Gray went into teaching and then spent several years in the sheep-farming business in Texas and Kansas. Around 1885, he sold his interests and accepted a position at the Brashear Optical Company in Pittsburgh.

It is unclear how Gray came to the attention of the Pittsburgh firm, but Gray’s intellectual aptitude, mechanical skills and mastery of several foreign languages proved to be an asset to his new employer. The Brashear Company had a worldwide reputation as a manufacturer of superior scientific optical products, so they received orders from observatories in many foreign countries. Frank Gray was often called upon to translate correspondence with these overseas institutions.

For years, Gray had an enviably short commute, boarding at various addresses on Perrysville Avenue near the Brashear Company’s optical works. In 1900, he was a lodger with Louisa Legrand Otterson, her husband John, and their family at 2032 Perrysville Avenue. In 1910, Gray boarded with Dora Legrand, Louisa Otterson’s mother, at 2026 Perrysville Avenue. Both houses were just half a block away from the Brashear Company.

Gray’s employer, Dr. Brashear, had an even shorter commute. The Brashear home was on property adjoining the factory. The family’s dining room doubled as a board room for company meetings. Nearby was the Allegheny Observatory – up through 1900, a short walk of a few hundred feet from the Brashear properties to Observatory Hill; after 1900, at Riverview Park. The Observatory’s Thaw Telescope was designed and built by the Brashear Optical Company in 1912. It was in this vibrant intellectual environment of science and wonder, married with expert craftsmanship, that Frank Gray became an amateur astronomer.

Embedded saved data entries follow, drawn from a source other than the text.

PR #9756, opened 2026-05-30
LibWeb+UI/AppKit: Implement macOS IME support

### LINKED ISSUE #9712: Unable to use input method on MacOS
### Summary

When using system non-English input method to type-in words on web pages, the candidate window appeared in the left-bottom corner and the the selected text cannot be inserted into the input box.

Image

### Operating system

macOS

### Steps to reproduce

1. Open a html file with an input element
2. Switch to non-English input method
3. Start typing

### Expected behavior

The candidate window should appear near the input element, and the selected word should be inserted correctly.

### Actual behavior

The candidate window appeared in the left-bottom corner and the the selected text cannot be inserted into the input box.

Just a simplest html file with input element.

```html
<!DOCTYPE html>
<html lang="en">
<head>
    <meta charset="UTF-8">
    <title>Test Page</title>
</head>
<body>
    <div class="container">
        <input>
    </div>
</body>
</html>
```

```shell
(ladybird) lkl@LKLMacBook-Air ladybird % ./Meta/ladybird.py run
ninja: Entering directory `/Users/lkl/Code/ladybird/Build/release'
[0/2] Re-checking globbed directories...
ninja: no work to do.
174982.596 RequestServer(26664): Setting proxy mode to system
2026-05-28 19:20:55.945 Ladybird[26663:3249767] error messaging the mach port for IMKCFRunLoopWakeUpReliable
```

Image

_No response_

### Contribute a patch?

sideshowbarker:
This makes macOS IME input in web content work as expected. Fixes https://github.com/LadybirdBrowser/ladybird/issues/9712.

### DIFF
--- a/Libraries/LibWeb/DOM/Document.cpp
+++ b/Libraries/LibWeb/DOM/Document.cpp
@@ -8306,6 +8306,63 @@ GC::Ptr<DOM::Position> Document::cursor_position() const
     return nullptr;
 }
 
+Optional<CSSPixelRect> Document::current_caret_rect()
+{
+    // Returns the bounds of the current text caret in viewport-relative CSS pixels. Used to position platform overlays
+    // such as the IME candidate window. Returns nothing when no editable element is focused or when layout isn't ready.
+    auto position = cursor_position();
+    if (!position)
+        return {};
+    auto& dom_node = *position->node();
+
+    update_layout(UpdateLayoutReason::InputCaretRect);
+
+    auto* layout_node = dom_node.layout_node();
+    if (!layout_node)
+        return {};
+
+    // The caret rects computed here are document-relative (absolute). Platform IME overlays are positioned relative to
+    // the viewport — so translate by scroll offset and map through any containing navigables to the top-level viewport.
+    auto to_viewport_rect = [this](CSSPixelRect rect) -> CSSPixelRect {
+        auto navigable = this->navigable();
+        if (!navigable)
+            return rect;
+        auto scroll = navigable->viewport_scroll_offset();
+        CSSPixelRect viewport_rect { rect.x() - scroll.x(), rect.y() - scroll.y(), rect.width(), rect.height() };
+        return navigable->to_top_level_rect(viewport_rect);
+    };
+
+    // Walk up to the nearest PaintableWithLines, which is where text fragments live.
+    Painting::PaintableWithLines const* paintable_with_lines = nullptr;
+    for (auto paintable = layout_node->first_paintable(); paintable; paintable = paintable->parent()) {
+        if (auto const* with_lines = as_if<Painting::PaintableWithLines>(*paintable)) {
+            paintable_with_lines = with_lines;
+            break;
+        }
+    }
+
+    if (paintable_with_lines) {
+        for (auto const& fragment : paintable_with_lines->fragments()) {
+            if (fragment.layout_node().dom_node() != &dom_node)
+                continue;
+            auto const offset = position->offset();
+            if (offset < fragment.dom_start_offset_in_node() || offset > fragment.dom_end_offset_in_node())
+                continue;
+            return to_viewport_rect(fragment.range_rect(Painting::Paintable::SelectionState::StartAndEnd, offset, offset));
+        }
+    }
+
+    // Empty editable elements have no fragments; fall back to the padding-box corner.
+    if (auto* node_with_style = as_if<Layout::NodeWithStyleAndBoxModelMetrics>(*layout_node)) {
+        auto paintable = node_with_style->first_paintable();
+        if (auto const* box = as_if<Painting::PaintableBox>(paintable.ptr())) {
+            auto content_box = box->absolute_padding_box_rect();
+            return to_viewport_rect(CSSPixelRect { content_box.x(), content_box.y(), 1, node_with_style->computed_values().line_height() });
+        }
+    }
+    return {};
+}
+
 void Document::reset_cursor_blink_cycle()
 {
     m_cursor_blink_state = true;
--- a/Libraries/LibWeb/DOM/Document.h
+++ b/Libraries/LibWeb/DOM/Document.h
@@ -127,6 +127,7 @@ enum class InvalidateLayoutTreeReason {
     X(InspectAccessibilityTree)              \
     X(InspectDOMTree)                        \
     X(InspectDevToolsLayoutData)             \
+    X(InputCaretRect)                        \
     X(InternalsHitTest)                      \
     X(MediaQueryListMatches)                 \
     X(NavigableSelectedText)                 \
@@ -965,6 +966,7 @@ public:
     InputEventsTarget* active_input_events_target(DOM::Node const* for_node = nullptr);
     GC::Ptr<DOM::Position> cursor_position() const;
     void set_cursor_position_needs_repaint();
+    Optional<CSSPixelRect> current_caret_rect();
 
     bool cursor_blink_state() const { return m_cursor_blink_state; }
 
--- a/Libraries/LibWeb/HTML/Navigable.cpp
+++ b/Libraries/LibWeb/HTML/Navigable.cpp
@@ -21,6 +21,7 @@
 #include <LibWeb/DOM/DocumentLoading.h>
 #include <LibWeb/DOM/Element.h>
 #include <LibWeb/DOM/Event.h>
+#include <LibWeb/DOM/Position.h>
 #include <LibWeb/DOM/Range.h>
 #include <LibWeb/DOM/Text.h>
 #include <LibWeb/Fetch/Fetching/Fetching.h>
@@ -329,6 +330,7 @@ void Navigable::visit_edges(Cell::Visitor& visitor)
     visitor.visit(m_page);
     visitor.visit(m_parent);
     visitor.visit(m_active_document);
+    visitor.visit(m_input_method_composition_node);
     visitor.visit(m_container);
     m_event_handler.visit_edges(visitor);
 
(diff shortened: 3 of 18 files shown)


kunlinglio:
Things are get kind of tricky.
- The simple input element worked on AppKit version but not on Qt version, just like @VentusUta [mentioned](https://github.com/LadybirdBrowser/ladybird/issues/9712#issuecomment-4583130845).
- And even for AppKit version, if I keep the cursor inside the google's input bar, keep the input bar empty and switch the input method, the ladybird got stuck forever. (A really strange bug, and cannot reproduce in a simple html input element)

https://github.com/user-attachments/assets/5ae28490-6d03-4d74-8cf7-220c48142a60

sideshowbarker:
> if I keep the cursor inside the google's input bar, keep the input bar empty and switch the input method, the ladybird got stuck forever. (A really strange bug, and cannot reproduce in a simple html input element)

Can you reproduce that unexpected behavior with a build from the master branch? Or instead is it clearly a problem/regression introduced by the new code in this branch?

kunlinglio:
I have checked that it is a regression introduced by this branch. It works will with the master version (de9fbf1679da5d65e9884c3ce025bdbd90dfabdd).

VentusUta:
> > if I keep the cursor inside the google's input bar, keep the input bar empty and switch the input method, the ladybird got stuck forever. (A really strange bug, and cannot reproduce in a simple html input element)
> 
> Can you reproduce that unexpected behavior with a build from the master branch? Or instead is it clearly a problem/regression introduced by the new code in this branch?

I tested it with a build from master branch code + 5fb452d167f4e578e4b2aed4949c3b275f531335.

The stuck can be reproduced, but seems also occurs without emptying the search box.

Here is a screen recording:

https://github.com/user-attachments/assets/f185ed2b-925d-48ec-ad7f-20bbda118b7e

sideshowbarker:
@kunlinglio, @VentusUta Thanks much — I was able to reproduce the hang, and to figure out the cause, and to fix it. I think. So please re-test with the latest commit on this branch, https://github.com/LadybirdBrowser/ladybird/pull/9756/changes/78b29000a223c8c1fbfb5485b22136c0e94222fd.

kunlinglio:
Ah, it works! And the candidate window can track the cursor now, which is even better than you have mentioned. :)

One small details: There is some latency in the candidate window. It seems track the last position of the cursor. (Maybe this is the next PR's goal?)

Screenshot 2026-05-31 at 18 35 34

But whatever, it looks good to me. Thanks!

sideshowbarker:
> One small details: There is some latency in the candidate window. It seems track the last position of the cursor. 

Yeah, that’s a somewhat-anticipated artifact of the v1 design.

> (Maybe this is the next PR's goal?)

Yes. Over the long term, we will need to figure out how to get that latency down. And I have some ideas for that. But for the near term yeah, it seems better to not block on that, and instead to get this initial PR landed first — so that others can try it and we can iterate on it further after we get more feedback from more people having actually used it.

Libraries/LibWeb/HTML/Navigable.cpp
```diff
@@ -3342,6 +3342,34 @@ void Navigable::paste(Utf16String const& text)
...
+    auto document = active_document();
+    if (!document || !document->is_fully_active())
+        return;
+    auto* target = document->active_input_events_target();
+    if (!target)
+        return;
+
+    if (replace_before_caret_in_code_units > 0) {
+        // Extend the selection backward to cover the previous marked text. handle_insert then replaces the selection.
+        if (auto* form_control = dynamic_cast<FormAssociatedTextControlElement*>(target)) {
```
shannonbooth:
```suggestion
        if (auto* form_control = as_if<FormAssociatedTextControlElement>(target)) {
```

Libraries/LibWeb/DOM/Document.cpp
```diff
@@ -8306,6 +8306,54 @@ GC::Ptr<DOM::Position> Document::cursor_position() const
...
 }
 
+Optional<CSSPixelRect> Document::current_caret_rect()
+{
+    // Returns the bounds of the current text caret in document-relative CSS pixels. Used to position platform overlays
+    // such as the IME candidate window. Returns nothing when no editable element is focused or when layout isn't ready.
+    auto position = cursor_position();
+    if (!position)
+        return {};
+    auto* dom_node = position->node().ptr();
```
shannonbooth: `position->node()` returns a GC::Ref, so this should not be nullable

Libraries/LibWeb/Internals/Internals.cpp
```diff
@@ -418,6 +418,25 @@ String Internals::selected_text_for_clipboard()
...
+}
+
+JS::Object* Internals::current_caret_rect()
+{
+    auto& active_document = window().associated_document();
+    auto rect = active_document.current_caret_rect();
+    if (!rect.has_value())
+        return nullptr;
+    auto result = JS::Object::create(realm(), nullptr);
+    result->define_direct_property("x"_utf16_fly_string, JS::Value(rect->x().to_double()), JS::default_attributes);
```
shannonbooth: I think it would be a little nicer if currentCaretRect IDL returned a dictionary so the values could be returned directly.

UI/AppKit/Interface/LadybirdWebView.mm
```diff
@@ -1406,25 +1438,48 @@ - (void)doCommandBySelector:(SEL)selector
...
+    return NSMakeRange(self.marked_text_length, 0);
 }
 
 - (void)setMarkedText:(id)string selectedRange:(NSRange)selectedRange replacementRange:(NSRange)replacementRange
 {
+    // Called by the input method as the user types each composing character. We "fake" inline preedit by actually
+    // inserting the marked text into the focused editable, then replacing it on each subsequent setMarkedText or on
+    // commit (insertText) or abort (unmarkText). The replace count is self.marked_text_length — the length of marked
+    // text we previously inserted.
+    NSString* preedit = [string isKindOfClass:[NSAttributedString class]] ? [(NSAttributedString*)string string] : (NSString*)string;
```
shannonbooth, line 1461: I wonder if it is possible for appkit to only know about:

set_marked_text_from_input_method(text);
commit_text_from_input_method(text);
unmark_text_from_input_method();


Type of thing instead of knowing text length, and let LibWeb deal with the replacement for the editable (which might make the Qt implementation smaller too?)

Libraries/LibWeb/DOM/Document.h
```diff
@@ -965,6 +966,9 @@ class WEB_API Document
     InputEventsTarget* active_input_events_target(DOM::Node const* for_node = nullptr);
     GC::Ptr<DOM::Position> cursor_position() const;
     void set_cursor_position_needs_repaint();
+    // Returns the bounds of the current text caret in document-relative CSS pixels. Used by the UI to position platform
```
shannonbooth: Is document-relative the same offset used in AppKit? I get confused any time I think about offsets and all the different types 😅

shannonbooth (commented):
Left some comments, but it's not an area I am super familiar with myself. Mostly wondering about where responsibilities like between the UI and LibWeb for this (my model of how IME works is also not very good!)

UI/AppKit/Interface/LadybirdWebView.mm
sideshowbarker: Beautiful, yes — made it so. Please take a look.

Libraries/LibWeb/DOM/Document.h
sideshowbarker: Bug. Fixed.

Libraries/LibWeb/Internals/Internals.cpp
sideshowbarker: Well, I couldn’t find anything else in the existing IDL that _returns_ a dictionary. Am I missing something? So for now at least, I switched it to return `DOMRect?` — which is what `getBoundingClientRect()` returns. And it seems like a good fit for this too?

Libraries/LibWeb/DOM/Document.cpp
sideshowbarker: Thanks — fixed

Libraries/LibWeb/HTML/Navigable.cpp
sideshowbarker: This factored out in the refactor for moving the marked-text state and replacement into LibWeb.

sideshowbarker:
@kunlinglio, @VentusUta I pushed an update for this that involved a major refactoring. So if y‘all have time to build and try it out again, that’d be much welcome.

Libraries/LibWeb/DOM/Document.h
shannonbooth: The comment here says "document relative" but the implementation says "viewport-relative" (probably this comment can be dropped?)

Libraries/LibWeb/Internals/Internals.h
```diff
@@ -18,6 +18,12 @@ class CSSStyleSheet;
 
 }
 
+namespace Web::Geometry {
```
shannonbooth: This is using the pattern above - but we can include `LibWeb/Forward.h` here instead

Libraries/LibWeb/DOM/Document.cpp
shannonbooth: nit but can we remove the .ptr() here? GC::Ref deletes the operator bool to null check

UI/AppKit/Interface/LadybirdWebView.mm
```diff
@@ -1406,25 +1438,49 @@ - (void)doCommandBySelector:(SEL)selector
...
 
 - (void)setMarkedText:(id)string selectedRange:(NSRange)selectedRange replacementRange:(NSRange)replacementRange
 {
+    // Called by the input method as the user types each composing character. We present inline preedit by inserting the
+    // marked text into the focused editable. LibWeb owns the marked-text range and replaces the previous preedit on
+    // each subsequent setMarkedText, or on commit (insertText) or abort (unmarkText). We keep marked_text_length only
+    // to answer the NSTextInputClient range queries (markedRange/selectedRange/hasMarkedText).
+    NSString* preedit = [string isKindOfClass:[NSAttributedString class]] ? [(NSAttributedString*)string string] : (NSString*)string;
+    auto utf8 = ByteString { preedit.length > 0 ? [preedit UTF8String] : "" };
+    m_web_view_bridge->set_marked_text_from_input_method(Utf16String::from_utf8(utf8));
```
shannonbooth, line 1463: This path for an empty string doesn't unset: m_input_method_composition_node, do we need to unset it for this case too?

UI/AppKit/Interface/LadybirdWebView.mm
```diff
@@ -120,6 +120,11 @@ @interface LadybirdWebView () <NSDraggingDestination>
 // To handle key events after dead key processing, we need to hold onto the originating key-down event.
 @property (nonatomic, strong) NSEvent* current_key_down_event;
 
+// Length of the marked text (input-method preedit) currently inserted into the focused editable. We "fake" inline
+// preedit by actually inserting the marked text into the input and then replacing it on each composition update. This
+// number tells WebContent how many code units to replace before the caret.
```
shannonbooth: This comment seems to be out of date after the change in flow between WebConent and the UI

Libraries/LibWeb/Internals/Internals.cpp
shannonbooth: Oh right, I guess specs generally don't do that since it wouldn't be very comfy. I suppose it _should_ work? But DOMRect is indeed nice

Libraries/LibWeb/DOM/Document.h
sideshowbarker: Dropped the comment.

Libraries/LibWeb/Internals/Internals.h
sideshowbarker: > This is using the pattern above - but we can include `LibWeb/Forward.h` here instead

Made it so.

Libraries/LibWeb/DOM/Document.cpp
sideshowbarker: > nit but can we remove the .ptr() here? GC::Ref deletes the operator bool to null check

Yes — made it so.

UI/AppKit/Interface/LadybirdWebView.mm
sideshowbarker: > This path for an empty string doesn't unset: m_input_method_composition_node, do we need to unset it for this case too?

Yep, thanks for catching that — fixed.

UI/AppKit/Interface/LadybirdWebView.mm
sideshowbarker: > This comment seems to be out of date after the change in flow between WebContent and the UI

Thanks — revised it to fix that.

shannonbooth (approved):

He designed and built a telescope for the students at Western Pennsylvania Institute for the Deaf. He visited the school regularly and showed the students how to use the telescope, sharing with them his love of the heavens.

Gray devoted himself to advocacy for the hearing impaired. He was a charter member of the Pittsburgh Social League of the Deaf, the National Association of the Deaf, the Pennsylvania Society for the Advancement of the Deaf, and Gallaudet College Alumni, serving as an officer in three of those associations. He knew American Sign Language and used speech to communicate with his colleagues at the Brashear Optical Company.

At the end of his life, Gray suffered from tuberculosis, for which he was hospitalized in 1923. He recovered sufficient strength to return to work for a short time, but in March 1924, Gray passed away at Allegheny General Hospital, attended by close friends. His remains were interred in Barry, Illinois, alongside his parents. Upon his passing, the Deaf-Mute Journal published an extensive biography of Gray, including correspondence from those who had known and were fond of him, remembering him as a wise and generous man beloved by many.

Frank R. Gray opened a savings account at Dollar Bank in August 1895.